# Chez Oz



## DETUser

Comment prononcer Chez Oz : Chez Oz ou Chez zoz ?


----------



## Clayjar

Moi, je pense qu’il y a une liaison, alors c’est « chezozz. »


----------



## DETUser

Merci, Clayjar.


----------



## mickaël

Bonjour,

Moi, je ne la ferais pas. Ça me gêne ces deux sons "z". 

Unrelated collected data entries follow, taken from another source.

Issue #1038, opened 2021-07-21
/api/batches/<batchId> API returns Forbidden


WolfeeLuo:
When I submit a `/api/batches/<batchId>` request following the documentation, a forbidden result was returned.
After viewing the source code, I found the problem is in this line ` if (batch.userId !== user.id) {` .
```
async function batchToReq(req, res, next) {
  try {
    const { models, user, params } = req;
    const batch = await models.batches.findOneById(params.batchId);

    if (!batch) {
      return res.utils.notFound();
    }

    if (batch.userId !== user.id) {
      return res.utils.forbidden();
    }

    req.batch = batch;
    return next();
  } catch (error) {
    return next(error);
  }
}
```
the userId property of batch.userId is read from backend database who's type is varchar, while the id of user.id is the id property of serviceToken object read from database too under the PassportJwtStrategy, but who's type is integer.

I think `userId` of `batched` shoud  be assigned with service_token.name or add a new unique string type column in service_tokens table for stating the belonging of batches/statement/results created via API way.

WolfeeLuo:
well, maybe just altering the type of `id` column of `service_tokens` table from INTEGER to VARCHAR is better.

PR #1042, opened 2021-07-26
Fix api userid data type issue

WolfeeLuo:
#1038 
basically this PR is to fix issue # 1038


rickbergfalk (commented):
Sorry for delay in getting to this @WolfeeLuo! Instead of writing a migration, could we instead cast user.id to string in the comparison with `(batch.userId !== user.id.toString())`?

I'd be okay with the migration if we could somehow add a test with some pre-existing data before this migration runs for each DB.

My concern is mostly with SQLite and Sequelize. I've come across a lot of bugs when altering tables and I've become a bit hesitant to alter tables if we can avoid it.

WolfeeLuo:
Hi @rickbergfalk. Thanks for the reply. 
Actually, type casting with `toString()` method can fix this issue. 
but considering system consistency and elegance, I chose the migration. 
I think `service-token` and `user` should use similar schema as the codes handle API request and user request are not separated.
But, yes....migration may cause some potential issues, especially under mssql because of it's constraints.
If you really concern subsequent issue, I'm OK to close this PR and fix this issue via type casting in code.

rickbergfalk:
@WolfeeLuo I agree that a UUID would be more consistent... I will see if I can write a test for this before I tag next version.

Could you fix lint? I will merge once checks are green :)

WolfeeLuo:
Hi @rickbergfalk , lint has been fixed.
thanks.

rickbergfalk (approved):

rickbergfalk:
Thanks @WolfeeLuo!

PR #1047, opened 2021-08-02
Fix userid comparison issue under API request

WolfeeLuo:


rickbergfalk (approved):
Thanks @WolfeeLuo! Since this comparison doesn't hurt anything, I'm okay merging regardless of what happens with #1042. I think it is still worth trying to make the data model consistent if we can test and ensure there isn't breakage.

PR #1059, opened 2021-09-03
fix: Prevent disclosure of Google OAuth Secret key

y-mehta:
`/api/app` endpoint discloses the value of the `SQLPAD_GOOGLE_CLIENT_SECRET` config variable, and the App endpoint is also accessible to unauthenticated users. Ideally, OAuth Client Secret should not be disclosed publicly (Ref: https://datatracker.ietf.org/doc/html/rfc6819#page-16). 

This PR converts the config value to boolean to prevent inadvertent disclosure.

### DIFF
--- a/client/src/types.ts
+++ b/client/src/types.ts
@@ -117,7 +117,7 @@ export interface AppInfo {
     baseUrl: string;
     defaultConnectionId: string;
     editorWordWrap: boolean;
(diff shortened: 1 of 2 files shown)


rickbergfalk:
🙀 Thanks for catching this!!!

PR #1067, opened 2021-09-16
SAML based role management

JstDust:
This allows SAML to handle role management of users in SQLPad.

It uses SAML claims to determine if the user is allowed to be admin.

To not break compatibility `SQLPAD_SAML_ENFORCED_ROLE` must be set to true if you want to use it on each login see `docs/authentication.md` for details.

It also fixes a bug with `samlAuthContext` that was probably caused by a package update.

Most of this is very specific to Azure but should allow other providers to be added with relative ease now.

### DIFF
--- a/server/auth-strategies/saml.js
+++ b/server/auth-strategies/saml.js
@@ -3,6 +3,84 @@ const SamlStrategy = require('passport-saml').Strategy;
 const appLog = require('../lib/app-log');
 
 /**
+ * Lookup table to make code below more readable.
+ * For AzureAD claims see, https://docs.microsoft.com/nl-nl/azure/active-directory/develop/reference-saml-tokens
+ */
+const CLAIMS = {
+  emailaddress:
+    'http://schemas.xmlsoap.org/ws/2005/05/identity/claims/emailaddress',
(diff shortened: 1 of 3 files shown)


server/auth-strategies/saml.js
```diff
@@ -10,7 +88,29 @@ function enableSaml(config) {
...
+     */
+    const samlAdminGroup = config.get('samlAdminGroup');
+
+    /**
+     * It is best to keep this 'editor' and use claims to manage admin role for SQLPAD.
+     * @type string
+     */
+    const samlDefaultRole = config.get('samlDefaultRole');
+
+    // FIX: https://github.com/node-saml/passport-saml/blob/v3.1.2/src/node-saml/types.ts#L101
```
rickbergfalk, line 106: 🙏 thanks for catching this!

rickbergfalk (approved):
Thanks @JstDust this looks great! Thanks a bunch for adding comments and documentation while you're at it 💪 

I'm not familiar with SAML or Azure AD implementation of it, but would any of this role work be usable by other SAML providers?

Regardless, I'll merge for the bugfix and enhanced functionality. If other SAML setups can be given role management support that can be addressed at a later time.

PR #1072, opened 2021-10-18
Limit listed connection based on user access.

JstDust:
The current UI pulls all connections regardless of access this changes that by only returning connections that the user has access to.
Condition to get connections.
- user has role admin, no access checks are executed and you get all connections.
- user must have a connection exposed through access menu by an admin.
  - The user access list is retrieved by using the current `user.id` or the magic `consts.EVERYONE_ID`.
  - If the user's access list contains `consts.EVERY_CONNECTION_ID` all connections are returned.
  - Otherwise the `connection.id` must be contained in the user access list

### DIFF
--- a/server/models/connection-accesses.js
+++ b/server/models/connection-accesses.js
@@ -85,6 +85,15 @@ class ConnectionAccesses {
     return this.sequelizeDb.ConnectionAccesses.findOne({ where });
   }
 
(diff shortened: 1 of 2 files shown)


rickbergfalk (approved):

rickbergfalk:
Thanks @JstDust!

Je pense que c'est comme avec onze (sur cette page, vers le milieu, au chapître "_absence de liaison"_)


> Absence de liaison :
> [...]
> devant certains mots à initiale vocalique comme _onze_, _un_ (en tant que numéral et non qu'article) et _huit_ (qui a pourtant un _h_ muet), dans certains cas : _les X onze enfants_, _les un_ (pour « les numéros _un_ », mais _les‿uns et les‿autres_), _les X huit enfants_.


 
Mais ce n'est que mon avis...


----------



## Vassilissa

Bonjour,

Je ne ferais pas de liaison non plus, pour des questions d'esthétique. Une liaison on la prononce surtout pour faire joli...


----------



## viera

Moi non plus, je ne ferais pas la liaison.  J'aurais peur de ne pas faire comprendre "Oz" qui n'est pas un nom très courant.


----------



## Agnès E.

Je n'ai pas souvenir d'avoir jamais entendu faire la liaison après _chez_... chez Isabelle = ché Isabelle... chez Annabelle = ché Anabelle


----------



## grgatzby

Pourtant on dit bien "chez z'eux".


----------



## Clayjar

Je suis désolé, DETuser, apparemment j’avais tort!  Alors, est-ce que c’est vrai que il n’y a jamais une liaison après chez? J’étais presque certain qu’il y a une liaison quand on dit « chez elle. »


----------



## Lezert

Clayzar a raison, on ne peut tout de même pas dire de ma maîtresse qu'il n'y a pas de liaison chez zelle


----------



## Agnès E.

Oui, mais pas avec les noms propres. Dans ce cas-là, il n'y a jamais de liaison... probablement pour des raisons de clarté et de compréhension du nom, ainsi que viera l'a subodoré.


----------



## carolineR

Agnès E. said:
			
		

> Je n'ai pas souvenir d'avoir jamais entendu faire la liaison après _chez_... chez Isabelle = ché Isabelle... chez Annabelle = ché Anabelle


Ben... non, moi je dis ché Zisabelle, ché Zanabelle, ché Zhenri et ché Zarmand 
Mais ce sont des prénoms = reconnus par tout un chacun...
Les noms propres ne le sont pas ... Voyons ...
J'ai un copain qui s'appelle Onimus
et Je dis qu'on va chez les zOnimus/ mais que Dimanche prochain on va chez Onimus... Va comprendre


----------



## Lezert

En résumé, allons chez qui on veut, comme on veut
c'est l'anarchie, quoi
En faitaucune version ne choquera vraiment personne


----------



## schmurtz

Si quelqu'un me dit "chez z'oz", je serais persuadé que la personne en question s'appelle zoz. Par contre pour "chez z'anabelle", je comprendrais qu'elle s'appelle anabelle, vu que c'est un prénom courant, mais je pense que ça me choquerai un peu quand même.


----------



## carolineR

De toute façon, qui dirait ché z'Oz ? on dirait on va chez le Magicien avec Judy Garland


----------



## viera

Je ne fais ni n'entends la liaison avec les prénoms, même très courants.


----------



## carolineR

C'est bien ce qui se disait sur le fil des liaisons : elles disparaissent à vitesse V


----------



## geve

carolineR said:
			
		

> C'est bien ce qui se disait sur le fil des liaisons : elles disparaissent à vitesse V


Mais non, pour moi, c'est comme Viera et Agnès ont dit : pour bien comprendre le nom. On ne comprendrait rien sinon, si on faisait la liaison dans _Je vais chez Aziz et Zazie._


----------



## mtr

Selon Martinet, la liaison entre la préposition "chez" et un nom est obligatoire, sauf pour les noms propres. La seule préposition qui fait la liaison avec un nom propre est "EN".


----------